In the game, Caliph Tze's journey in the Moving Palace was the internal timer during flashback missions. You could choose the order you wanted to clear the missions, but the time you spent was added together. This meant that there was a hard, unforgiving time limit: even if you cleared all other flashback missions, you could fail the final flashback simply because you spent too much time clearing the previous ones. Restart from earlier save and try again!

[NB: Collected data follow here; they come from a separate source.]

PR #1262, opened 2024-10-22
Change input type of period field to number

elken:
## Description of change

Change the input type of the period field to be number instead of text since it's intended that numbers be entered.

### DIFF
--- a/gems/laa_multi_step_forms/app/lib/govuk_design_system_formbuilder/elements/period.rb
+++ b/gems/laa_multi_step_forms/app/lib/govuk_design_system_formbuilder/elements/period.rb
@@ -105,7 +105,7 @@ module GOVUKDesignSystemFormBuilder
           id: id(segment, link_errors),
           class: classes(width),
           name: name(segment),
-          type: 'text',
+          type: 'number',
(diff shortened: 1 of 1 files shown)


elken:
> this makes total sense ..just curious but were there any downstream hacks/fixes in view etc for this that this change would now make obsolete?

Not AFAICT, the big issue is I don't know if this impacts anything major. Was going to ping patrick once this was ready to review

patrick-laa (changes requested):
Weirdly I think we actually don't want to do this: https://technology.blog.gov.uk/2020/02/24/why-the-gov-uk-design-system-team-changed-the-input-type-for-numbers/ and https://design-system.service.gov.uk/components/text-input/#avoid-using-inputs-with-a-type-of-number

elken:
> Weirdly I think we actually don't want to do this: https://technology.blog.gov.uk/2020/02/24/why-the-gov-uk-design-system-team-changed-the-input-type-for-numbers/ and https://design-system.service.gov.uk/components/text-input/#avoid-using-inputs-with-a-type-of-number

That's what I was worried about, annoying but understandable. Thanks for that.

“Some time after arriving at Rukhkh Mountain fortress, another month maybe, the twins break ties with Caliph and kill some of his soldiers on their way out. Caliph Tze declares that the twins are wanted outlaws. And about month or two from that, Rukhkh-bird arrives at the top of the mountain to lay an egg, and Caliph uses that magic egg to become overpowered immortal being.”
“Rukhkh-bird?” (Crys)
“That's a whole another story, I'll get to that later. Now, at the same time during Caliph's journey, Test Subject travels to Reignland, offers himself to the High Hats as a volunteer labrat, finds his way at the Bone Dune Station, flips out completely and turns into a yarn-triggered sleepwalker-berserker. The details of his flip out don't really matter, it's too confusing to explain... What's important is that during the ensuing chaos, Rainwoman and Sorry Man escape the facility. Rainwoman wants to kill Caliph Tze for everything he did to her and Sorry Man, but then she learns, a bit too late unfortunately, that Caliph Tze has already left Reignland and traveled to Rukhkh. Rainwoman runs after him, and on the way there they find the Hidden Walley, meet Kurdt Krurick, and also save Mirim from Wineep Dungeon.”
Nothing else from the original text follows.